If a font has few very large glyphs, the bbox for these large glyphs will be used for smaller glyphs as well. E.g. the FiguralBookPlain font in http://www.maps.org/news-letters/v20n2/v20n2-bulletin_full.pdf results in far too large bboxes for most of the first page's text. To reproduce, just search that document for text present on the first page in pdfview.
You can now get individual bounding boxes for glyphs with fz_bound_glyph. This isn't exposed in the text device yet, but will be once I update and merge the text branch.

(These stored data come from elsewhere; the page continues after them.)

PR #962, opened 2019-02-17
[WIP] SSH Proxy Feature

sean-e-dietrich:
Added feature that would allow integration with the [SSH Proxy](https://github.com/docksal/service-ssh-proxy). This comes in hand with Sandboxes and allowing for SSHing into a specific project without the need to specifically ssh into the host machine. This also comes in handy when wanting to use drush remotely.

### DIFF
--- a/bin/fin
+++ b/bin/fin
@@ -261,6 +261,7 @@ URL_WINPTY="https://github.com/rprichard/winpty/releases/download/${REQUIREMENTS
 
 IMAGE_SSH_AGENT=${IMAGE_SSH_AGENT:-docksal/ssh-agent:1.2}
 IMAGE_VHOST_PROXY=${IMAGE_VHOST_PROXY:-docksal/vhost-proxy:1.4}
+IMAGE_SSH_PROXY=${IMAGE_SSH_PROXY:-docksal/ssh-proxy:edge}
 IMAGE_DNS=${IMAGE_DNS:-docksal/dns:1.1}
 
 #---------------------------- Helper functions --------------------------------
@@ -994,6 +995,7 @@ _start_containers ()
 	docker-compose up -d --remove-orphans --build || return 1
 	_healthcheck_wait
 	_vhost_proxy_connect
+	_ssh_proxy_connect
 }
 
 # @param $1 "-a" || "--all"
@@ -1041,6 +1043,12 @@ _stop_containers ()
 		return
 	fi
 
+	if [[ "$1" == "ssh-proxy" ]] ; then
+		echo-green 'Stopping Docksal ssh-proxy service...'
+		docker stop docksal-ssh-proxy >/dev/null
+		return
+	fi
+
 	load_configuration
 	check_project_unique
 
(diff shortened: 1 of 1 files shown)


christianwiedemann:
Hi @sean-e-dietrich,

 I created an SSH server with go to access Docksal container. Maybe this can be an alternative (or an starting point of docksal/service-ssh). https://github.com/andock/ssh2docksal

I think it has the two advantages. First it works without an ssh server installed on the container. The second one is that the authentification could be easily extend to support differnt backends. 
The main disadvantage from my point of view is that the sftp implementation is much slower than direct access. 

Maybe it makes sense to install an ssh service also for development and not only for sanboxes. 
This could help to remove port forwarding and the ssh server on the container. 

I am using forwarded ports right now to access the database and to phpcs / remote debugging with phpStorm. I think it would be much more straight forward to access the container with username.

christianwiedemann:
hm, and shouldn't be such a service part of docksal? Maybe it makes more sense to add this functionality as an global addon. Somthing like 
```
fin addon install -g ssh-server
```
Or maybe an unified mechanismus to install global container. This could help to replace/config an global service.

sean-e-dietrich:
Hi @christianwiedemann I'm not sure I am following. What you have does look pretty amazing though, and think that it would be a possible addon.

I want to point out that we started with the following https://github.com/docksal/service-ssh-proxy

There are plans in the future to do more with it but right now it gives the ability to manage keys on a per project basis for added security in the sandbox mode, but also gives you the ability to have global keys that can be used on all projects. There are also additional features where it will look for only docksal projects and there are plans in the future to be able to only include projects or exclude projects you want.

I'm also happy to hear it's written in GO because I personally cannot write GO but was looking for a library that would work and a similar project https://github.com/tg123/sshpiper was also written in GO. This is what the service-ssh-proxy project is based off of.

christianwiedemann:
@sean-e-dietrich Sorry for the confusion. I think I mixed two topics. 
The first one was to use my ssh implementation but I understand sshpiper is the realy the better solution. 

The second point is that I think it would be realy cool to have the posibility to enable/disable/config services. Right now all services are hard coded inside Docksal. This makes it unpossible to disable for example the dns service in sandbox mode for example or replace the http proxy with another Service or add an complete new service like ssh server or maybe a logging service. And if I don't need the service there is no need to activate it. So I think an SSH service is also very handy for development but I am sure the most people don't need it. 

To sum up: It would be cool to have something like the addons for services and Docksal installs it default services also with this mechanism. Maybe there is global docker-compose.yml which is started and this docker-compose file is managed through fin.

sean-e-dietrich:
@christianwiedemann understand now.

Just to clarify you can control these things. There are different variables that can be set within your `$HOME/.docksal/docksal.env` file that will give you the ability to change and to set these.

Example:
These are the main images you are referring to. Now,

`IMAGE_VHOST_PROXY`
`IMAGE_SSH_AGENT`
`IMAGE_DNS`

Now, the problem is we cannot guarantee that some of the automation will continue to work. Example would be commands related to those images. Adding the SSH Keys to the Agent, or anything else. Granted that would be if you entirely chose to swap out some of the items there.

Heads up also these variables and others should be documented here https://docs.docksal.io/stack/configuration-variables/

Here is an example of using fz_bound_glyph to compute per glyph bboxes. I'm not convinced that this is better, though. Another approach would be to distrust the freetype ascender/descender fields and compute them from some standard glyph instead. --- a/fitz/dev_text.c +++ b/fitz/dev_text.c @@ -415,10 +415,14 @@ fz_text_extract(fz_context *ctx, fz_text_device *dev, fz_text *text, fz_matrix c adv = ftadv / 65536.0f; fz_unlock(ctx, FZ_LOCK_FREETYPE); +#ifdef REAL_GLYPH_BBOXES + rect = fz_bound_glyph(ctx, font, text->items[i].gid, fz_identity); +#else rect.x0 = 0; rect.y0 = descender; rect.x1 = adv; rect.y1 = ascender; +#endif
(In reply to comment #2) > Here is an example of using fz_bound_glyph to compute per glyph bboxes. Thanks. An IMO better example can be found in our patchset, though, where we conditionally use fz_bound_glyph with additional fiddling to get better results than either of your two suggestions.